Conceptual Overview

You can think of the CDA as a really, really enormous spreadsheet full of data. To search this enormous spreadsheet, you'd want to select columns that have data you're interested in, and then filter the rows to only the values you care about.

CDA data comes from four sources: The CDA makes this data searchable in five main endpoints:
  • subject: A patient entity captures the study-independent metadata for research subjects. Human research subjects are usually not traceable to a particular person to protect the subjects privacy.
  • researchsubject: A research subject is the entity of interest in a specific research study or project, typically a human being or an animal, but can also be a device, group of humans or animals, or a tissue sample. Human research subjects are usually not traceable to a particular person to protect the subjects privacy. This entity plays the role of the case_id in existing data. A subject who participates in 3 studies will have 3 researchsubject IDs.
  • specimen: Any material taken as a sample from a biological entity (living or dead), or from a physical object or the environment. Specimens are usually collected as an example of their kind, often for use in some investigation.
  • mutation: Molecular data about specific mutations, currently limited to the TCGA-READ project from GDC.
  • file: A unit of data about subjects, researchsubjects, specimens, or their associated information.
and two endpoints that offer deeper information about data in the researchsubject endpoint:
  • diagnosis: A collection of characteristics that describe an abnormal condition of the body as assessed at a point in time. May be used to capture information about neoplastic and non-neoplastic conditions.
  • treatment: Represent medication administration or other treatment types.
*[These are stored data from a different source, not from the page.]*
PR #2062, opened 2026-05-24
fix: stream Bedrock reasoning content deltas

pecpwee:
Emit reasoning text deltas from Bedrock Converse streaming responses as `StreamFrame.ReasoningDelta`.

Previously, `ContentBlockDelta.ReasoningContent` chunks were treated as unsupported, so providers/models that stream reasoning through Bedrock Converse dropped those deltas. This change maps `ReasoningContentBlockDelta.Text` to Koog reasoning stream frames while continuing to skip redacted content and signatures.

Also adds a regression test covering Converse streaming reasoning deltas.

I’ve verified this on Bedrock’s minimax.minimax-m2.5 model. After the code changes, the reasoning content is now displayed correctly.


pecpwee:
@aozherelyeva Could you please review this PR

PR #2065, opened 2026-05-25
feat(http-client): add Spring WebClient support

Amaneusz:
Adds support for Spring `WebClient` as a `KoogHttpClient` implementation and removes `@Experimental` annotations from stable HTTP client APIs/modules.
Adds documentation for http clients, factories and automatic resolution on JVM.

closes KG-820


antoniibelyshev (approved):
Thank you, looks good! Please, rebase and run `updateLegacyAbi`, compilation task on ci will fail otherwise (repeating what I wrote in slack, just in case 🙂)

tiginamaria (approved):
Also look good to me! Thank you!

Issue #2017, opened 2026-05-16
MCP tool integration: oneOf not supported in schema parser, and LLM-generated arguments not coerced


ronsmits:
## Summary

When using MCP servers whose tool schemas use JSON Schema `oneOf` (rather than `anyOf`), the `DefaultMcpToolDescriptorParser` fails to parse parameters correctly. Additionally, even when schemas are parsed, LLMs frequently stringify nested JSON objects in tool call arguments, and the `McpTool` forwards them as-is — causing MCP servers to reject the call.

Both issues are observable with the Obsidian MCP server (`obsidian-mcp`), but affect any MCP server using `oneOf` or nested object parameters.

## Issue 1: `oneOf` not handled by `DefaultMcpToolDescriptorParser`

**Context:** Many MCP servers (notably Obsidian MCP) use JSON Schema `oneOf` for union-type parameters. For example, the `target` parameter in `obsidian_write_note`:

```json
"target": {
  "description": "Where the note lives.",
  "oneOf": [
    { "type": "object", "properties": { "type": { "const": "path" }, "path": { ... } } },
    { "type": "object", "properties": { "type": { "const": "active" } } },
    { "type": "object", "properties": { "type": { "const": "periodic" }, ... } }
  ]
}
```

**What happens:** `DefaultMcpToolDescriptorParser.parseParameterType()` checks for `type`, `anyOf`, and `enum` — but **not `oneOf`**. When a parameter has `oneOf` without `type` or `anyOf`, the parser throws:

```
IllegalArgumentException: Parameter <name> must have type property
```

**Expected:** `oneOf` should be treated equivalently to `anyOf` for the purpose of `ToolParameterType.AnyOf` construction.

**Suggested fix in `DefaultMcpToolDescriptorParser.parseParameterType()`:**
```kotlin
// After the existing anyOf check, add:
val oneOf = element["oneOf"]?.jsonArray
if (oneOf != null) {
    return ToolParameterType.AnyOf(
        types = oneOf.map { it.jsonObject }.map {
            ToolParameterDescriptor(
                name = "",
                description = it["description"]?.jsonPrimitive?.content.orEmpty(),
                type = parseParameterType(it.jsonObject)
            )
        }.toTypedArray()
    )
}
```

Or normalize `oneOf` → `anyOf` before parsing.

## Issue 2: `McpTool` does not coerce stringified JSON arguments

[...]

PR #2067, opened 2026-05-25
fix(agents): support oneOf and const schemas in MCP tool parser

jewoodev:
**Summary**

- `DefaultMcpToolDescriptorParser.parseParameterType` only inspected `$ref → type → anyOf → enum`, so MCP server schemas using top-level `oneOf` (no `type`) fell through to `throw IllegalArgumentException("Parameter ${title} must have type property")` at `agents/agents-mcp/src/commonMain/kotlin/ai/koog/agents/mcp/McpToolDefinitionParser.kt:127-129`, and `buildToolRegistry` then logged the parse failure and silently skipped registering the tool. The example from the issue (`obsidian_write_note.target`) is `oneOf` of objects whose discriminator property is `{"const": "path"|"active"|"periodic"}`, so a `oneOf`-only fix would still re-hit the same throw site inside the candidate objects' properties.
- Add two sibling branches inside the `typeStr == null` block: `oneOf → ToolParameterType.AnyOf(...)` (mirrors the existing `anyOf` handling; koog only models a union, and the MCP server enforces exact-one semantics on the wire), and `const → ToolParameterType.Enum(arrayOf(enumEntryToString(const)))` (JSON Schema 7.1.1 defines `const: X` as equivalent to `enum: [X]`, and the existing `enum` path already stringifies entry values). Both decisions are documented in KDoc on the new branches. Branch ordering becomes `anyOf → oneOf → const → enum → throw`.

Refs #2017 (parser side; runtime-side coercion is tracked in a separate PR).

**Test plan**

- [x] `gradle :agents:agents-mcp:jvmTest --tests "ai.koog.agents.mcp.DefaultMcpToolDescriptorParserTest"`
- [x] `gradle :agents:agents-mcp:ktlintCheck`
- [x] `gradle :agents:agents-mcp:compileKotlinJvm --warning-mode=all` — zero warnings in `agents-mcp`.

### DIFF
--- a/agents/agents-mcp/src/commonMain/kotlin/ai/koog/agents/mcp/McpToolDefinitionParser.kt
+++ b/agents/agents-mcp/src/commonMain/kotlin/ai/koog/agents/mcp/McpToolDefinitionParser.kt
@@ -107,6 +107,54 @@ public object DefaultMcpToolDescriptorParser : McpToolDescriptorParser {
             }
 
             /**
+             * oneOf with multiple types.
+             *
+             * JSON Schema semantically distinguishes oneOf (exactly one) from anyOf (one or more),
+             * but our internal [ToolParameterType] only models a union (AnyOf). For tool-argument
+             * descriptors this is sound: argument values are validated by the MCP server, and the
+             * koog-side descriptor only enumerates the legal shapes for the LLM to choose from.
+             *
+             * Schema example:
+             * {
+             *   "oneOfParam": {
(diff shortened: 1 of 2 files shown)


zarechneva-a:
Hi @jewoodev, thank you for the contribution! Could you please address the failed checks? Thank you!

jewoodev:
@aozherelyeva Thank you for your feedback. I committed again as you recommended, and it passed all tests :)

If the CDA works like a giant spreadsheet, the endpoints are sets of specific columns that always go together. Any metadata field can be searched from any endpoint, the only difference between search types is what type of data is returned by default.

If you are looking to build a cohort of distinct individuals who meet some criteria, you would search by subject, and the result will be a table of information with one row per subject. If you are looking for biosamples that can be ordered or a specific format of information (e.g. histological slides) start with specimen. This search will return a table of information with one row per biosample. If you want to build a cohort, but are particularly interested in studies rather than the participants, search by researchsubject.